Stored data
PR #414, opened 2024-12-17
Setup test and implement solution for port within a set pointing to a set

dvargas92495:
```python
graph = {
    A.ports.if >> B,
    A.ports.else >> {C, D}
}
```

§ **Exercise aim**: Line by line, output the records exactly as given.

§ **Answer for this exercise**:
PR #414, opened 2024-12-17
Setup test and implement solution for port within a set pointing to a set

dvargas92495:
```python
graph = {
    A.ports.if >> B,
    A.ports.else >> {C, D}
}
```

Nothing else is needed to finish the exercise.